We discovered a lost pension pot worth £82,000 thanks to Martin Lewis’ tip
A COUPLE have described their shock after tracking down a lost pension pot worth £82,000 thanks to a Martin Lewis tip.
The consumer expert’s website is urging Brits to trace old pensions worth potentially tens of thousands of pounds.
Its latest newsletter this week said £27billion is currently going unclaimed in total.
It also shared an email from one MSE reader who recently tracked down an old pension worth £82,000.
The reader said: “Thanks to you promoting lost pensions on your TV show, we contacted the [free] Pension Tracing Service and discovered a lost pension pot worth £82,000.
“We didn’t know where to start looking as it was over 40 years ago and my husband could not remember who it was with as he had lost all paperwork.
“He was shocked to find out the amount.”
Millions of people are now enrolled in workplace pensions automatically through what’s known as auto-enrolment.
Each time you start a new job you start a new pension, which can leave you with several pots of cash that are easily forgotten about.
Even if you were only in a job for a couple of years, small amounts of money can still add up over time.
This it because the money you add into the workplace pension is invested and grows over time.
Below, we reveal how to track down a lost pension and claim some much-needed cash.
How to track down a lost pension pot
First, and if you can, gather all the pension documentation you have, such as paper work or online documents or emails.
You should receive this when you first sign up for a workplace pension.
Pension providers tend to send annual statements by post which you can use to find any crucial contact details too.
If, once trawling through your paperwork, you see any pension providers you don’t recognise, you can get in touch with them.
Ask if they have any information about your pension pot and its value and they should be able to help.
If you can’t find the right paperwork, or you can’t remember who an old pension was with, you can speak to the HR department at your former employer.
Contact them to see if they can help you find out which pension provider administered your workplace scheme.
If you can’t get in touch with a previous employer, or you are trying to hunt down a private pension, you can use the Government’s online Pension Tracing Service.
You can also try calling the service on 0800 731 0193 or +44 (0)191 215 4491 if you are calling from outside the UK.
It’s free to use and lets you search a database of hundreds of thousands of pension schemes to find any contact details.

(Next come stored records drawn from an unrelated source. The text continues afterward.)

PR #9423, opened 2023-07-04
Small refactoring in CoreSwitches class

Lehonti:
## Proposed changes

- In the original `CoreSwitches` class there is a field, `s_perfTrack`, that is initialized the first time that the `PerfTrack` property is accessed. The problem is that this is not thread-safe. Moving the initialization of the property to the static constructor ensures that its initialization is made thread-safe at the runtime level, and that it's initialized only once.

## Customer Impact

- No direct customer impact

## Regression? 

- No

## Risk

- Low

###### Microsoft Reviewers: [Open in CodeFlow](https://portal.fabricbot.ms/api/codeflow?pullrequest=https://github.com/dotnet/winforms/pull/9423)


JeremyKuhne (changes requested):
If this class gets more switches, we would be initializing all of them even if we don't use them, which would be undesirable from a memory perspective. This one in particular is only used in debug builds.

The worst that could happen here is that we'd end up with an extra instance that would get collected eventually. It is extremely unlikely that we'd see that happen. In general, we try to avoid protecting ourselves from exceedingly rare cases that only result in extra allocations if it has other performance implications.

This can, however, be simplified to the `=>` syntax.

Lehonti:
Fair enough. I have made it so that only the syntax is changed

dreddy-work (approved):

PR #9439, opened 2023-07-07
Fix issue 9438: when setting GripStyle = hidden, the next focus position is not correct.

### LINKED ISSUE #9438: The next focus position is not correct when setting GripStyle = hidden and selecting on a ToolStripButton using mouse or typing "enter" keyboard and then typing "right or left" keyboard.
### .NET version

.NET SDK 8.0.100-preview.5.23274.2

No

No

For .NET core 3.1 and .NET 5.0, the behavior is same as .NET framework, setting GripStyle = hidden:
When typing Right keyboard, the next focus position is first item on the left.
When typing Left keyboard, the next focus position is first item on the Right.

For .NET 6.0/7.0/8.0, the behavior is: the next focus position is first item on the left, regardless of whether the right or left key is typed.

### Issue description

When selecting on a ToolStripButton using mouse or typing "enter" keyboard and then typing "right or left" keyboard, the next focus position is first item on the left, regardless of whether the right or left key is typed.
ToolStrip

### Steps to reproduce

1. Extract and open the test app. [TestApp.zip](https://github.com/dotnet/winforms/files/11973778/TestApp.zip)
2. Build and run this project.
3. Select on a ToolStripButton using mouse or typing "enter" keyboard.
4. Type "right or left" keyboard.

SimonZhao888:
Fixes #9438 

When the GripStyle = Visible, the ToolStrip control can correctly find out the first item of can be selected by Keyboard.
but when we set the GripStyle = hidden, the ToolStrip control will find out the second item of can be selected by Keyboard, not the first. It may be caused this issue.

## Proposed changes

- Modify the method of finding the starting item - GetStartItem(bool forward, bool isDropDown).
- Refine test cases to cover more scenarios.

## Customer Impact

- Whatever the value of GripStyle is, when typing Left/Right arrow keyboard, ToolStrip  can find the correct starting item.

## Regression? 

- Yes

## Risk

- Minimal

### Before
Setting GripStyle = hidden, when selecting on a ToolStripButton using mouse or typing "enter" keyboard and then typing "right or left" keyboard, the next focus position is first item on the left, regardless of whether the right or left key is typed.
image

### After
The behavior is the same as when GripStyle = Visible, when typing Right keyboard, the next focus position is first item on the left, and if typing Left keyboard, the next focus position is first item on the Right.
ToolStrip1

## Test methodology 

- Manual

## Test environment(s) 

- 8.0.0-preview.7.23323.5

###### Microsoft Reviewers: [Open in CodeFlow](https://portal.fabricbot.ms/api/codeflow?pullrequest=https://github.com/dotnet/winforms/pull/9439)

### DIFF
--- a/src/System.Windows.Forms/src/System/Windows/Forms/ToolStrip.cs
+++ b/src/System.Windows.Forms/src/System/Windows/Forms/ToolStrip.cs
@@ -2191,7 +2191,7 @@ public partial class ToolStrip : ScrollableControl, IArrangedElement, ISupportTo
         // backward direction entering the toolstrip, it means that the first
         // toolstrip item should be selected irrespectively TAB or SHIFT+TAB
         // is pressed.
-        start ??= GetStartItem(forward);
+        start ??= forward ? DisplayedItems[DisplayedItems.Count - 1] : DisplayedItems[0];
 
         int current = DisplayedItems.IndexOf(start);
         if (current == -1)
@@ -2233,8 +2233,6 @@ public partial class ToolStrip : ScrollableControl, IArrangedElement, ISupportTo
 
         return null;
     }
-
-    private ToolStripItem GetStartItem(bool forward) => forward ? DisplayedItems[DisplayedItems.Count - 1] : DisplayedItems[0];
 
     /// <remarks>
     ///  Helper function for GetNextItem - do not directly call this.
--- a/src/System.Windows.Forms/src/System/Windows/Forms/ToolStrip.cs
+++ b/src/System.Windows.Forms/src/System/Windows/Forms/ToolStrip.cs
@@ -2245,7 +2245,7 @@ public partial class ToolStrip : ScrollableControl, IArrangedElement, ISupportTo
         {
             // For the drop-down up-directed loop should be preserved.
             // So if the current item is topmost, then the bottom item should be selected on up-key press.
-            return DisplayedItems[DisplayedItems.Count > 1 ? 1 : 0];
+            return (DisplayedItems.Count > 1 && DisplayedItems[0].CanKeyboardSelect) ? DisplayedItems[0] : DisplayedItems[DisplayedItems.Count > 1 ? 1 : 0];
         }
 
         return DisplayedItems[0];
--- a/src/System.Windows.Forms/src/System/Windows/Forms/ToolStrip.cs
+++ b/src/System.Windows.Forms/src/System/Windows/Forms/ToolStrip.cs
@@ -2191,7 +2191,7 @@ public partial class ToolStrip : ScrollableControl, IArrangedElement, ISupportTo
         // backward direction entering the toolstrip, it means that the first
         // toolstrip item should be selected irrespectively TAB or SHIFT+TAB
         // is pressed.
-        start ??= GetStartItem(forward, dropDown is not null);
+        start ??= GetStartItem(forward);
 
         int current = DisplayedItems.IndexOf(start);
         if (current == -1)
@@ -2234,22 +2234,7 @@ public partial class ToolStrip : ScrollableControl, IArrangedElement, ISupportTo
         return null;
     }
 
-    private ToolStripItem GetStartItem(bool forward, bool isDropDown)
-    {
-        if (forward)
-        {
-            return DisplayedItems[DisplayedItems.Count - 1];
-        }
-
-        if (!isDropDown)
-        {
-            // For the drop-down up-directed loop should be preserved.
-            // So if the current item is topmost, then the bottom item should be selected on up-key press.
-            return (DisplayedItems.Count > 1 && DisplayedItems[0].CanKeyboardSelect) ? DisplayedItems[0] : DisplayedItems[DisplayedItems.Count > 1 ? 1 : 0];
-        }
-
-        return DisplayedItems[0];
-    }
+    private ToolStripItem GetStartItem(bool forward) => forward ? DisplayedItems[DisplayedItems.Count - 1] : DisplayedItems[0];
 
     /// <remarks>
     ///  Helper function for GetNextItem - do not directly call this.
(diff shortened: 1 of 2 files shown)


src/System.Windows.Forms/src/System/Windows/Forms/ToolStrip.cs
```diff
@@ -2245,7 +2245,7 @@ private ToolStripItem GetStartItem(bool forward, bool isDropDown)
         {
             // For the drop-down up-directed loop should be preserved.
             // So if the current item is topmost, then the bottom item should be selected on up-key press.
-            return DisplayedItems[DisplayedItems.Count > 1 ? 1 : 0];
+            return (DisplayedItems.Count > 1 && DisplayedItems[0].CanKeyboardSelect) ? DisplayedItems[0] : DisplayedItems[DisplayedItems.Count > 1 ? 1 : 0];
```
dmitrii-drobotov, line 2248: Looks good, although I don't really understand why we needed to return `DisplayedItems[1]`. If there is a grip, it will be skipped here (it has `CanKeyboardSelect = false`): https://github.com/dotnet/winforms/blob/a719980fd85ca545cc8c9b382ce2f3298788c193/src/System.Windows.Forms/src/System/Windows/Forms/ToolStrip.cs#L2225-L2230

So it seems this method could look like this: 
```
private ToolStripItem GetStartItem(bool forward) => forward ? DisplayedItems[DisplayedItems.Count - 1] : DisplayedItems[0];
```
@SimonZhao888 - can you try this implementation and see if it has any issues? I would suggest to simplify it this way, if it works correctly.

SimonZhao888: Very good suggestions, it works correctly.

src/System.Windows.Forms/src/System/Windows/Forms/ToolStrip.cs
```diff
@@ -2191,7 +2191,7 @@ internal byte GetMouseId()
         // backward direction entering the toolstrip, it means that the first
         // toolstrip item should be selected irrespectively TAB or SHIFT+TAB
         // is pressed.
-        start ??= GetStartItem(forward, dropDown is not null);
+        start ??= GetStartItem(forward);
```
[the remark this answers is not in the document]
SimonZhao888: Done.

src/System.Windows.Forms/src/System/Windows/Forms/ToolStrip.cs
```diff
@@ -2234,23 +2234,6 @@ internal byte GetMouseId()
...
-    private ToolStripItem GetStartItem(bool forward, bool isDropDown)
-    {
-        if (forward)
-        {
-            return DisplayedItems[DisplayedItems.Count - 1];
-        }
-
-        if (!isDropDown)
-        {
-            // For the drop-down up-directed loop should be preserved.
```
dreddy-work, line 2246: Is this scenario is still good with new change?

SimonZhao888: Yes, it works well.
dropdown

dmitrii-drobotov: For toolstrip dropdown nothing is changed actually, we're still returning `DisplayedItems[0]`.

dmitrii-drobotov (approved):
LGTM

dmitrii-drobotov:
@Olina-Zhang - could your team test this change? It would be good to cover navigation by left/right and up/down arrows within a ToolStrip, and also by Tab/Shift-Tab beetween multiple ToolStrips. Please test with different values of `ToolStrip.LayoutStyle`, `ToolStrip.GripStyle`, `ToolStrip.TabStop` and `ToolStrip.RightToLeft`.

dreddy-work (approved):

Tanya-Solyanik:
@SimonZhao888  - feel free to merge once test team signs off.

Olina-Zhang:
> @Olina-Zhang - could your team test this change?

Hi @dmitrii-drobotov, @SimonZhao888  During our testing, we found the GH issue: https://github.com/dotnet/winforms/issues/9438 is not a real issue, when GripStyle is hidden, .Net framework, .Net 5.0 and .Net 8.0 have same behavior: the next focus position keeps in the first item on the left, regardless of whether the right or left key is typed as the steps we did.  So we suggest this PR is not needed.

Note: the behaviors for GripStyle: hidden and GripStyle: visible are different. When GripStyle is visible, the result is the "After" described in https://github.com/dotnet/winforms/pull/9390#issue-1780286642

Olina-Zhang:
@Tanya-Solyanik @dmitrii-drobotov another interesting thing: for .Net framework different versions, the results are different: In .Net framework 4.7.2, set GripStyle = hidden, when typing Right keyboard, the next focus position is first item on the left, and if typing Left keyboard, the next focus position is first item on the Right. But in .Net framework 4.8 and 4.8.1, it is changed: set the GripStyle = hidden, the next focus position keeps in the first item on the left, regardless of whether the right or left key is typed. I am not clear it is based on some background or a regression. Regression is more likely since we should keep the same behavior for GripStyle = hidden and GripStyle = visible cases. What is your opinion?

Tanya-Solyanik:
@Olina-Zhang - thank you for the investigation. I agree that whether GripStyle is visible or not should not matter for this behavior. Since 4.7.2 is more common, I would go for compatibility with it. So we are keeping this PR. This is not a common scenario. Usually a click (enter) on a toolstrip button would move focus somewhere else in the real UI, so I wouldn't worry about the regression in 4.8.1 unless a customer request comes in.

@SimonZhao888  - you have permission to rerun CI tests in the pipeline now - expand details link and click the rerun button. Alternatively, you can type in the comment `/azp run` command. Also you can just `git rebase` your branch on the later main and push the updated branch out to trigger the tests.

Tanya-Solyanik (approved):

You enter the name of your employer or old pension provider.
The service tells you who managed your old company’s scheme and its contact details.
What is pensions auto-enrolment?
HERE's what you need to know about pensions auto-enrolment:
What is pension auto-enrolment?
Since October 2012, employers have had to enrol their staff into workplace pension schemes as part of a government initiative to get people to save more for retirement.
When does auto-enrolment apply?
You will be automatically enrolled into your work’s pension scheme if you meet the following criteria:
- You aren’t already in a qualifying workplace scheme.
- You are aged at least 22.
- You are below state pension age.
- You earn more than £10,000 a year
- You work in the UK.
How much do I contribute?
There are minimum contributions that you and your employer must pay.
Your minimum contribution applies to anything you earn over £6,240 up to a limit of £50,270 in the current tax year. This includes overtime and bonus payments.
A minimum of 8% must be paid into the pension, with you contributing 5% and your employer paying at least 3%.
What if I have more than one job?
For people with more than one job, each job is treated separately for automatic enrolment purposes.
Each of your employers will check whether you’re eligible to join their pension scheme. If you are, then you’ll be automatically enrolled in that employer’s workplace pension scheme.
Can I opt out?
You can choose to opt out, but you’ll miss out on the contributions from the government and from your employer. If you do choose to opt out you can opt back in later.
If you’ve tracked down multiple lost pension pots, it can save you money in fees by consolidating them into one.
But beware, by combining the pots into a new scheme, it can mean losing out on benefits from a previous one.
Helen Morrissey, head of retirement analysis at Hargreaves Lansdown, previously told The Sun: “Moving all your pensions into one pot can slash the fees you pay and mean you retire with a much larger sum saved.
“However, it’s vital you check that you aren’t losing out on valuable benefits by doing so and seek advice if necessary.”